PR #3922, opened 2024-11-26
Lr/double quorum

lukaszrzasik:
Closes #<ISSUE_NUMBER>

### This PR: 

* Modifies the `QuorumProposal` and `Leaf2` types to include the optional next epoch justify QC.
* Adds a new type `NextEpochQuorumData2`. It's a thin wrapper around `QuorumData2`. The additional type makes it possible to distinguish between vote and certificate type aliases.
* Adds a new hotshot event `NextEpochQc2Formed` to signal that a QC for has been formed using votes from the nodes in the next epoch.
* Adds next epoch vote collectors in the consensus task. The collectors collect votes from the nodes that belong to the next epoch. Given enough votes an additional (next epoch) QC is formed.
* Adds logic to save the payload early. The payload is stored as soon as the block is formed and the node is able send the DA proposal. Up until now the payload was stored only after a node received and validated the DA proposal. The payload might be needed earlier to be able to calculate VID shares for the nodes in the next epoch.
* Adds logic to attach the next epoch QC to the proposal if the proposal's normal justify QC is for the last block in the epoch.
* Modifies the proposal validating logic. Adds additional checks:
* * if it's an epoch transition proposal, make sure the next epoch justify QC exists
* * make sure the justify QC and the next epoch justify QC are for the same leaf
* * validate the signatures on the next epoch justify QC
* Modifies the voting logic so that the nodes from the next epoch vote for the last block in the previous epoch.
* Adds logic to send the VID shares for the next epoch nodes when sending a proposal for the last block in the epoch.
* Adds a field in the shared consensus state that stores the highest known next epoch QC. Adds a similar field to the storage.
* Adds an epoch parameter to the threshold methods in the `Membership` trait. This is required because the thresholds depend on the number of nodes in the given epoch.
* Modifies `OverallSafetyTask`. It now uses the total nodes number and threshold directly from the `Membership` object. This is required to properly test the types with the variable stake table.

### This PR does not: 

* Modify the DA logic. It means that the next epoch nodes do not participate in the DAC formation.
* Modify the timeout and view sync logic. These will be adjusted in the next PRs.

### DIFF
--- a/crates/hotshot/src/lib.rs
+++ b/crates/hotshot/src/lib.rs
@@ -493,8 +493,11 @@ impl<TYPES: NodeType, I: NodeImplementation<TYPES>, V: Versions> SystemContext<T
         trace!("Adding transaction to our own queue");
 
         let api = self.clone();
-        let view_number = api.consensus.read().await.cur_view();
-        let epoch = api.consensus.read().await.cur_epoch();
+
+        let consensus_reader = api.consensus.read().await;
+        let view_number = consensus_reader.cur_view();
+        let epoch = consensus_reader.cur_epoch();
+        drop(consensus_reader);
 
         // Wrap up a message
         let message_kind: DataMessage<TYPES> =


crates/types/src/utils.rs
```diff
@@ -262,9 +262,20 @@ pub fn mnemonic<H: Hash>(bytes: H) -> String {
...
     NotInTransition,
 }
+
+/// Returns true if the given block number is the last in the epoch based on the given epoch height.
+#[must_use]
+pub fn is_last_block_in_epoch(block_number: u64, epoch_height: u64) -> bool {
+    if block_number == 0 || epoch_height == 0 {
+        false
+    } else {
+        block_number % epoch_height == 0
```
shenkeyao, line 279: As mentioned on Zulip, I think this should be `block_number + 1`.

shenkeyao: Nvm now I understand that block 0 is a special case.

ss-es (commented):
I think it makes sense overall, just some comments

PR #3941, opened 2024-12-03
#3933 DrbComputations helper for quorum_vote

### LINKED ISSUE #3933: [DRB] - Update the computation map
Zulip discussion: https://espresso.zulipchat.com/#narrow/channel/462904-eng-proof-of-stake/topic/DRB.20integration/near/485669746.

pls148:
Closes #3933

### This PR: 

Moves the logic for DRB computation tasks into a helper struct

### DIFF
--- a/crates/task-impls/src/quorum_vote/drb_computations.rs
+++ b/crates/task-impls/src/quorum_vote/drb_computations.rs
@@ -64,7 +64,7 @@ impl<TYPES: NodeType> DrbComputations<TYPES> {
         }
     }
 
-    /// Stores a seed for a particular epoch for later use by start_new_task()
+    /// Stores a seed for a particular epoch for later use by start_task_if_not_running, called from handle_quorum_proposal_validated_drb_calculation_start
     pub fn store_seed(&mut self, epoch: TYPES::Epoch, drb_seed_input: DrbSeedInput) {
         self.seeds.insert(epoch, drb_seed_input);
     }


crates/task-impls/src/quorum_vote/drb_computations.rs
```diff
@@ -0,0 +1,105 @@
...
+        Self {
+            results: BTreeMap::new(),
+            task: None,
+            seeds: BTreeMap::new(),
+        }
+    }
+
+    /// If a task is currently live AND has finished, join it and save the result.
+    /// Does not block if a live task has not finished.
+    pub async fn try_join_task(&mut self) {
```
shenkeyao, line 34: Is this function used anywhere? I don't think we'll need this, since whenever we overwrite `self.task` we won't use the result of the existing task anymore.

crates/task-impls/src/quorum_vote/drb_computations.rs
```diff
@@ -0,0 +1,105 @@
...
+                }
+            } else {
+                join_handle.abort();
+            }
+            self.task = None;
+        }
+    }
+
+    /// Starts a new task. If a previous task is currently live, will attempt to join it (if finished), or abort it.
+    pub async fn start_new_task(&mut self, epoch: TYPES::Epoch, drb_seed_input: DrbSeedInput) {
```
shenkeyao, line 72: We can get `drb_seed_input` from `self.seeds` so there's no need to have this as an input.

crates/task-impls/src/quorum_vote/drb_computations.rs
```diff
@@ -0,0 +1,105 @@
...
+        self.join_or_abort_task().await;
+        self.seeds.insert(epoch, drb_seed_input);
```
shenkeyao, line 74: We actually want to remove the seed from `self.seeds` after starting a new task using it.

crates/task-impls/src/quorum_vote/handlers.rs
```diff
@@ -205,11 +202,15 @@ pub(crate) async fn handle_quorum_proposal_validated<
...
+
+                    // This will join_or_abort_task before starting the new task
                     task_state
                         .drb_computations
-                        .insert(new_epoch_number, new_drb_task);
+                        .start_new_task(new_epoch_number, drb_seed_input)
+                        .await;
+                } else {
+                    // Only needed if we aren't starting a new task
+                    task_state.drb_computations.join_or_abort_task().await;
```
shenkeyao, line 213: The `else` case is where we aren't on the committee of the next epoch, so we don't have to handle it explicitly.

Is this the only place where `join_or_abort_task` is used? If so we could make it a private function.

crates/task-impls/src/quorum_vote/drb_computations.rs
```diff
@@ -0,0 +1,105 @@
...
+    results: BTreeMap<TYPES::Epoch, DrbResult>,
+
+    /// Currently live computation
+    task: Option<(TYPES::Epoch, JoinHandle<DrbResult>)>,
+
+    /// Stored inputs to computations
+    seeds: BTreeMap<TYPES::Epoch, DrbSeedInput>,
+}
+
+impl<TYPES: NodeType> DrbComputations<TYPES> {
```
shenkeyao, line 21: Looks like we also need a function to insert a seed, which will happen at the beginning of each epoch. Then we can use the seed in the next epoch to start the computation.

crates/task-impls/src/quorum_vote/mod.rs
```diff
@@ -274,7 +277,8 @@ pub struct QuorumVoteTaskState<TYPES: NodeType, I: NodeImplementation<TYPES>, V:
     pub membership: Arc<TYPES::Membership>,
 
     /// Table for the in-progress DRB computation tasks.
-    pub drb_computations: BTreeMap<TYPES::Epoch, JoinHandle<DrbResult>>,
+    //pub drb_computations: BTreeMap<TYPES::Epoch, JoinHandle<DrbResult>>,
```
shenkeyao, line 280: Nit: Can remove this commented-out line.

crates/task-impls/src/quorum_vote/handlers.rs
```diff
@@ -175,26 +173,23 @@ pub(crate) async fn handle_quorum_proposal_validated<
                 .block_number();
 
             // Skip if this is not the expected block.
-            if task_state.epoch_height != 0
-                && (decided_block_number + 3) % task_state.epoch_height == 0
-            {
+            if task_state.epoch_height != 0 && decided_block_number % task_state.epoch_height == 0 {
```
shenkeyao, line 176: This part is inside the `if let Some(decided_view_number) = new_decided_view_number` clause, but we actually want to start the computation no matter if we have decided on a new view, so it should be moved to the beginning of this function.

shenkeyao: Besides, we probably don't have to rely on `decided_block_number % task_state.epoch_height == 0`, since it's possible that we somehow miss the first block. Instead, we can check if `task` has an in-progress computation task for the next epoch, and if not, we start the computation.

crates/task-impls/src/quorum_vote/handlers.rs
```diff
@@ -175,26 +173,23 @@ pub(crate) async fn handle_quorum_proposal_validated<
...
+                    .drb_computations
+                    .garbage_collect(current_epoch_number);
 
                 // Skip if we are not in the committee of the next epoch.
                 if task_state
                     .membership
                     .has_stake(&task_state.public_key, current_epoch_number + 1)
                 {
-                    let new_epoch_number = current_epoch_number + 2;
+                    let new_epoch_number = current_epoch_number + 1;
```
shenkeyao, line 192: We store the seed two epochs in advance, so it's still `+ 2`.

crates/task-impls/src/quorum_vote/handlers.rs
```diff
@@ -175,26 +173,23 @@ pub(crate) async fn handle_quorum_proposal_validated<
                 .block_number();
 
             // Skip if this is not the expected block.
-            if task_state.epoch_height != 0
-                && (decided_block_number + 3) % task_state.epoch_height == 0
```
shenkeyao, line 179: We should keep this condition for the seed-storing process.

crates/task-impls/src/quorum_vote/handlers.rs
```diff
@@ -205,11 +200,23 @@ pub(crate) async fn handle_quorum_proposal_validated<
...
+                if task_state
+                    .membership
+                    .has_stake(&task_state.public_key, current_epoch_number)
+                {
+                    // This will join_or_abort_task before starting the new task
                     task_state
                         .drb_computations
-                        .insert(new_epoch_number, new_drb_task);
+                        .start_new_task(current_epoch_number)
+                        .await;
```
shenkeyao, line 219: Similar to my comment above, this part should be at the start of this function to make it unrelated to the `Decide` status.

crates/task-impls/src/quorum_vote/drb_computations.rs
```diff
@@ -0,0 +1,158 @@
...
+            self.task = None;
+        }
+    }
+
+    /// If a task is currently live AND has finished, join it and save the result.
+    /// If the epoch for the calculation was the same as the provided epoch, return true
+    /// If a task is currently live and NOT finished, abort it UNLESS the task epoch is the same as
+    /// cur_epoch, in which case keep letting it run and return true.
+    /// Return false if a task should be spawned for the given epoch.
+    async fn join_or_abort_task_for_epoch(&mut self, epoch: TYPES::Epoch) -> bool {
```
shenkeyao, line 61: Nit: Probably better to call it `join_or_abort_old_task_for_epoch` or `join_or_abort_old_task` to make it explicit that we'll only abort a task if it's not the same as the given epoch.

crates/task-impls/src/quorum_vote/drb_computations.rs
```diff
@@ -0,0 +1,158 @@
...
+        }
+    }
+
+    /// Stores a seed for a particular epoch for later use by start_new_task()
+    pub fn store_seed(&mut self, epoch: TYPES::Epoch, drb_seed_input: DrbSeedInput) {
+        self.seeds.insert(epoch, drb_seed_input);
+    }
+
+    /// Starts a new task. If a previous task is currently live, will attempt to join it (if finished), or abort it.
+    pub async fn start_new_task(&mut self, epoch: TYPES::Epoch) {
```
shenkeyao, line 94: Looks like we'll always use `start_task_if_not_running` rather than this function, so maybe we can remove it. Same for `join_or_abort_task`.

crates/task-impls/src/quorum_vote/handlers.rs
```diff
@@ -83,6 +81,28 @@ pub(crate) async fn handle_quorum_proposal_validated<
...
     };
 
+    if version >= V::Epochs::VERSION {
+        if let Some(last_leaf_view) = leaf_views.last() {
+            let decided_block_number = last_leaf_view.leaf.block_header().block_number();
+
+            let current_epoch_number = TYPES::Epoch::new(epoch_from_block_number(
+                decided_block_number,
+                task_state.epoch_height,
+            ));
```
shenkeyao, line 91: We can get `current_epoch_number` from `proposal.block_header.block_number()`, so there's no need to use the leaf or decided block info. 

This can also be moved to before the `let LeafChainTraversalOutcome`.

crates/task-impls/src/quorum_vote/drb_computations.rs
```diff
@@ -0,0 +1,126 @@
...
+                join_handle.abort();
+                self.task = None;
+                false
+            }
+        } else {
+            false
+        }
+    }
+
+    /// Stores a seed for a particular epoch for later use by start_new_task()
```
shenkeyao, line 67: Nit: Looks like `start_new_task` should be `handle_quorum_proposal_validated_drb_calculation_seed` now.

shenkeyao (commented):
Just a nit comment.

shenkeyao (approved):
__________
▶ **EXERCISE**
Say how many lines of the preceding data include the word "case". The number is the whole answer.

▶ **RESULT FOR THIS EXERCISE**
3